**PROVIDED INFORMATION**

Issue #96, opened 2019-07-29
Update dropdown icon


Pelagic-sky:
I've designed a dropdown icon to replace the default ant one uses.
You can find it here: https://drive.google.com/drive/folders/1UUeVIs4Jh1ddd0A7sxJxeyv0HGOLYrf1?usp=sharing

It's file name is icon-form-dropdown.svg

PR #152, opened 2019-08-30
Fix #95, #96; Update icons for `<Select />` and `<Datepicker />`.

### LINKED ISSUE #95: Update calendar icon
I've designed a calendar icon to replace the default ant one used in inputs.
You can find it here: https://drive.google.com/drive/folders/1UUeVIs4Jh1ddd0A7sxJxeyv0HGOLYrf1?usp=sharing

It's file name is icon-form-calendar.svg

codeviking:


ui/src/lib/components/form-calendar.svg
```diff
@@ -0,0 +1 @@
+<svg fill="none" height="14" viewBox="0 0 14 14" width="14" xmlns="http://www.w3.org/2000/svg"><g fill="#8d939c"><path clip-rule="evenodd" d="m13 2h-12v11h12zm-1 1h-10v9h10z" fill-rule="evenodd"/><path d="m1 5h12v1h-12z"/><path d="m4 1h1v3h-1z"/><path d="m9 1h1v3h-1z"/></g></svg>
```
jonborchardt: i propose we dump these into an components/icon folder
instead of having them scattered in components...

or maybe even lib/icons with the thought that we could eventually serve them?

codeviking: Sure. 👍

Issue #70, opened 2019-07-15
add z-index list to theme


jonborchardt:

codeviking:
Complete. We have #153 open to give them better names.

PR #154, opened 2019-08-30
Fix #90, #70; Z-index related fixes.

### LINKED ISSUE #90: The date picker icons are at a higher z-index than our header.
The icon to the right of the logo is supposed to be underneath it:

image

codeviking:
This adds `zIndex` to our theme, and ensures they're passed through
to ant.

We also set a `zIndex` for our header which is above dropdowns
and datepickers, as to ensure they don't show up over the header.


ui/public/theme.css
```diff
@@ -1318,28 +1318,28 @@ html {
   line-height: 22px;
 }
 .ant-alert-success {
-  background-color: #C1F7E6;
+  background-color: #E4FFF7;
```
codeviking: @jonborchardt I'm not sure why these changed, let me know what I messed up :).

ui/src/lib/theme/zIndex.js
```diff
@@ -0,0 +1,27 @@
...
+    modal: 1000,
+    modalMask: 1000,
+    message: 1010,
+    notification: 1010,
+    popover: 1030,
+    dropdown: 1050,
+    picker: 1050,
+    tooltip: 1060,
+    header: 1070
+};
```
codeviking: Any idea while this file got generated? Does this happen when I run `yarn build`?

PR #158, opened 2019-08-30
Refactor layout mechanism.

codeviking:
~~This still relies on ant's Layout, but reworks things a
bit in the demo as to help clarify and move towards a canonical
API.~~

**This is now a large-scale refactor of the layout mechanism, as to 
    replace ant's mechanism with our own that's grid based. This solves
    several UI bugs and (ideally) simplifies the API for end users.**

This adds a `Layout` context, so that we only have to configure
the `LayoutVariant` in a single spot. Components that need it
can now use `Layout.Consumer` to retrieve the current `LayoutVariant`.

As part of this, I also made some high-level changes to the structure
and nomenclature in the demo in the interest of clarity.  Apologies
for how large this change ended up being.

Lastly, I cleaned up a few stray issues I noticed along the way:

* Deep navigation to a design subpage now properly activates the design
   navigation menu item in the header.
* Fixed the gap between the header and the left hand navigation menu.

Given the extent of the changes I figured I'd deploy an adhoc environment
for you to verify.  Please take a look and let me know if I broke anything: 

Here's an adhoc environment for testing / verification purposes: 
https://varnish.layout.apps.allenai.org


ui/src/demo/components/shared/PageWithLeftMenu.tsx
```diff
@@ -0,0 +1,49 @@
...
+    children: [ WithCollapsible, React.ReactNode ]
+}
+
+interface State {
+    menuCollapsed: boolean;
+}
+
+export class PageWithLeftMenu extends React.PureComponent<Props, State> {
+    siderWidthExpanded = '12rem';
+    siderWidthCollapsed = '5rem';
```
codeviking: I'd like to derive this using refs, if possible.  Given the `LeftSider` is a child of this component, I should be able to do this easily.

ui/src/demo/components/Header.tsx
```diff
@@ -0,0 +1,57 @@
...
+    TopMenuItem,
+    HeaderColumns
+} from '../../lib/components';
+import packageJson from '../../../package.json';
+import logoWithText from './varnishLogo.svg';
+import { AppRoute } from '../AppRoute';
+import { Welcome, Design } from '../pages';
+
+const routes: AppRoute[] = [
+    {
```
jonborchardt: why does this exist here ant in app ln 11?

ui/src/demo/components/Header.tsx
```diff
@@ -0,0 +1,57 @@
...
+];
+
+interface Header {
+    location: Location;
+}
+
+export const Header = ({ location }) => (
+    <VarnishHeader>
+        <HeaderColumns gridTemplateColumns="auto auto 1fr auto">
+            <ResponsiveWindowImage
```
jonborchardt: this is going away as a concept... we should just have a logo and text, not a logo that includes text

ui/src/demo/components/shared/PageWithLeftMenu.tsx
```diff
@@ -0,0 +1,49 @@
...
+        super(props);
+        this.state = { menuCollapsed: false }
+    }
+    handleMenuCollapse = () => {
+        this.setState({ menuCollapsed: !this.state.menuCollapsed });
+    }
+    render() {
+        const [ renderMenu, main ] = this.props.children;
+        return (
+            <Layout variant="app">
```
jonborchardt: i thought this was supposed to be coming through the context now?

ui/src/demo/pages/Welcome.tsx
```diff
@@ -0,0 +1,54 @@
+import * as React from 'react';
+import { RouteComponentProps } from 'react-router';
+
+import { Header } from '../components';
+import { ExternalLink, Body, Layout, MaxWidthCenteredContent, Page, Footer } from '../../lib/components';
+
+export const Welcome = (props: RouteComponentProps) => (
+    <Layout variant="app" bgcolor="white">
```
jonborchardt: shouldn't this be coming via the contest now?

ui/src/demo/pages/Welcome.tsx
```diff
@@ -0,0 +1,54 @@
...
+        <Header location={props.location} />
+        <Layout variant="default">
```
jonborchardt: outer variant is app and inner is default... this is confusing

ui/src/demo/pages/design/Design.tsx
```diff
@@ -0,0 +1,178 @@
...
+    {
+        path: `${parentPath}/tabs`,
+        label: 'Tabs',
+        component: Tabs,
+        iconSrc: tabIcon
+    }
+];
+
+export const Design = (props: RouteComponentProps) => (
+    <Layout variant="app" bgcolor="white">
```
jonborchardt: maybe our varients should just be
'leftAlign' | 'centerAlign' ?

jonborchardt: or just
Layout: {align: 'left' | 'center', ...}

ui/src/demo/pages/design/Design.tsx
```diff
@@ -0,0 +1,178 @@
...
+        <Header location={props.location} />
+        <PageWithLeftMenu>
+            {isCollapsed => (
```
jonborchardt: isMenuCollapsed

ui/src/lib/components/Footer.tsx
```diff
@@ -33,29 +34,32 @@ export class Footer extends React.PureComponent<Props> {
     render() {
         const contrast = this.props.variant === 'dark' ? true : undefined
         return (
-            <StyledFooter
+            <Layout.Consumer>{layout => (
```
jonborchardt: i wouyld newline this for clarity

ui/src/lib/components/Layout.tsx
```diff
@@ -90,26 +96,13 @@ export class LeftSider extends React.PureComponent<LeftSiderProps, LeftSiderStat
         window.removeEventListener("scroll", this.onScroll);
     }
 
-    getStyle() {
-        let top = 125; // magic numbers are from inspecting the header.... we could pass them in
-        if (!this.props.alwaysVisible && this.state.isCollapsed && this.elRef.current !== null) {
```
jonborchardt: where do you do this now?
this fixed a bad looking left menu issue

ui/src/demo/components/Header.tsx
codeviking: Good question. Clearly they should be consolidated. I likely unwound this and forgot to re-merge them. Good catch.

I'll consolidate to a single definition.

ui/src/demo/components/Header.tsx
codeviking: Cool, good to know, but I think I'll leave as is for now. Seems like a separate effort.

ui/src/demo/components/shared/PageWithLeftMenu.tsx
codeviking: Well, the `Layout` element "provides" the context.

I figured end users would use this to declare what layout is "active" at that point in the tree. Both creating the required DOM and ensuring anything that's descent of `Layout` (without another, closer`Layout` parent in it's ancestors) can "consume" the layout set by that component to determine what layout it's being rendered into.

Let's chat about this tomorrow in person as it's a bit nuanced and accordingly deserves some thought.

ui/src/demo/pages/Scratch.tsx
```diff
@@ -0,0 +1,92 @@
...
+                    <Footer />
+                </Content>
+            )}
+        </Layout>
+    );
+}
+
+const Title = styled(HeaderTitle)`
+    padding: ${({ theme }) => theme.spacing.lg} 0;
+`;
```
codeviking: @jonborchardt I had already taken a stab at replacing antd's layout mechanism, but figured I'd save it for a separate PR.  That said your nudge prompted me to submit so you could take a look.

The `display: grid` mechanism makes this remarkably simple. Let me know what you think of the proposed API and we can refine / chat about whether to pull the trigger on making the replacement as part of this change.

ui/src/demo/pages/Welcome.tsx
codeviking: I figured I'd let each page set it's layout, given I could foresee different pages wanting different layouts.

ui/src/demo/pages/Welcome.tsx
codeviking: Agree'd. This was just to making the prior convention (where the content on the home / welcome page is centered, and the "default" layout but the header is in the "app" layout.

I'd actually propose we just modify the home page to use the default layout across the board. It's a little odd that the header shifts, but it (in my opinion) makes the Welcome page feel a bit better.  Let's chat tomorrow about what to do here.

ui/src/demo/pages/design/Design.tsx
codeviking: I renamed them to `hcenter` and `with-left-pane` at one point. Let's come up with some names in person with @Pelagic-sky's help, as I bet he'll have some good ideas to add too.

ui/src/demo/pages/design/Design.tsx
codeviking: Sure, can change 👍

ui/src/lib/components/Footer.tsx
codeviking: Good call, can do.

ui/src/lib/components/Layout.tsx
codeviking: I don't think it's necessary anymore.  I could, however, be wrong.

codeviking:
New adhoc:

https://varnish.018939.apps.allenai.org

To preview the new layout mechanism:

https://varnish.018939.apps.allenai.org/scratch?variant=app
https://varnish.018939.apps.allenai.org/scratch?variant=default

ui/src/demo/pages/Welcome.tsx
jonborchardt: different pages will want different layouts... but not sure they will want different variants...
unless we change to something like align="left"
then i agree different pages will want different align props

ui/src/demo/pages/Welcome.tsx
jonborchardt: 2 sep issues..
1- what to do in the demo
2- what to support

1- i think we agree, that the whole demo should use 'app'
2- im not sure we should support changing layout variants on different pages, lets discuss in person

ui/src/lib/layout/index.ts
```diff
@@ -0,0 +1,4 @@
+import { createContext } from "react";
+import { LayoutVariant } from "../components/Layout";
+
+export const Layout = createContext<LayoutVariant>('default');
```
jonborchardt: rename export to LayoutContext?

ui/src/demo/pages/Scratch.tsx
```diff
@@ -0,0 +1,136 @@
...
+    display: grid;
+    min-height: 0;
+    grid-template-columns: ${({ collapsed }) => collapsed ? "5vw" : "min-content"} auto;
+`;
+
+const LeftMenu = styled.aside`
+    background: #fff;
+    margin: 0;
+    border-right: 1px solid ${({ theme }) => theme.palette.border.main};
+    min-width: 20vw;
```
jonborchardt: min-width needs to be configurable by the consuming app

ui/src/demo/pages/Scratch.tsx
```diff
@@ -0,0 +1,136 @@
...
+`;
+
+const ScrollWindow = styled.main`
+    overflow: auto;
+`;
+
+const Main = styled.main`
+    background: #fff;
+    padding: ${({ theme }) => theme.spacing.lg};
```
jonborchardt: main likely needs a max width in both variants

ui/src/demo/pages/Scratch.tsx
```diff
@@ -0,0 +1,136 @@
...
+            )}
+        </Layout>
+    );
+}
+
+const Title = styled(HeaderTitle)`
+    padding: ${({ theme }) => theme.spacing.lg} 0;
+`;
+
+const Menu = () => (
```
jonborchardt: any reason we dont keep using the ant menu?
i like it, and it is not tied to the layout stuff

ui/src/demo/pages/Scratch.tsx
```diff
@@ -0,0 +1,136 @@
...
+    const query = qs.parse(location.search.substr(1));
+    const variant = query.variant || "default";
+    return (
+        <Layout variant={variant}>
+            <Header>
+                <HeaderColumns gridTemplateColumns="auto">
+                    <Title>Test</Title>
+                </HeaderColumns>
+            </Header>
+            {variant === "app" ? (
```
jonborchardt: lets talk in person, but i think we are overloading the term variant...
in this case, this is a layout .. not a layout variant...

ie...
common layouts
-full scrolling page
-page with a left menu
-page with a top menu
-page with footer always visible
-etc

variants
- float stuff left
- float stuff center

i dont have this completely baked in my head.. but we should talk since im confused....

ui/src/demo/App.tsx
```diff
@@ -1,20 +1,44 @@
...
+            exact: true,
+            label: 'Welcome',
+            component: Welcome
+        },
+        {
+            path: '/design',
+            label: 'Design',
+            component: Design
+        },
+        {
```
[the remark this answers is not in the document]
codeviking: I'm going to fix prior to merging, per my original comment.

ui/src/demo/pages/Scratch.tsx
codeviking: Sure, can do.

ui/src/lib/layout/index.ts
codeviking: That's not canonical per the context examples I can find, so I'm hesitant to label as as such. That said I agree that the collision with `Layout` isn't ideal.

**EXERCISE DESCRIPTION**
Select all lines in the listing that include the word "chat".

**WRITTEN RESPONSE**
Let's chat about this tomorrow in person as it's a bit nuanced and accordingly deserves some thought.
The `display: grid` mechanism makes this remarkably simple. Let me know what you think of the proposed API and we can refine / chat about whether to pull the trigger on making the replacement as part of this change.
I'd actually propose we just modify the home page to use the default layout across the board. It's a little odd that the header shifts, but it (in my opinion) makes the Welcome page feel a bit better.  Let's chat tomorrow about what to do here.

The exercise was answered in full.